◆ Exercise details
What you return should match the data below exactly, line for line.

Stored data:
=== Section Start ===
PR #188, opened 2015-06-11
Update digraph type

weisslj:
The type digraph:digraph/0 got changed to digraph:graph/0 in OTP R16B03.

To support older and newer releases a preprocessor define (with
configure-like check) would be necessary.

### DIFF
--- a/src/rabbit_misc.erl
+++ b/src/rabbit_misc.erl
@@ -217,7 +217,7 @@
         (atom()) -> [{atom(), atom(), [term()]}]).
 -spec(build_acyclic_graph/3 ::
         (graph_vertex_fun(), graph_edge_fun(), [{atom(), [term()]}])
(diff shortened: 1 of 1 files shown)


michaelklishin:
We are not ready to require R16B03 just yet. R13B03 is still the minimum supported version.

weisslj:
=== Section End ===
◆ Finished task
PR #188, opened 2015-06-11
Update digraph type

weisslj:
The type digraph:digraph/0 got changed to digraph:graph/0 in OTP R16B03.

To support older and newer releases a preprocessor define (with
configure-like check) would be necessary.

### DIFF
--- a/src/rabbit_misc.erl
+++ b/src/rabbit_misc.erl
@@ -217,7 +217,7 @@
         (atom()) -> [{atom(), atom(), [term()]}]).
 -spec(build_acyclic_graph/3 ::
         (graph_vertex_fun(), graph_edge_fun(), [{atom(), [term()]}])
(diff shortened: 1 of 1 files shown)


michaelklishin:
We are not ready to require R16B03 just yet. R13B03 is still the minimum supported version.

weisslj:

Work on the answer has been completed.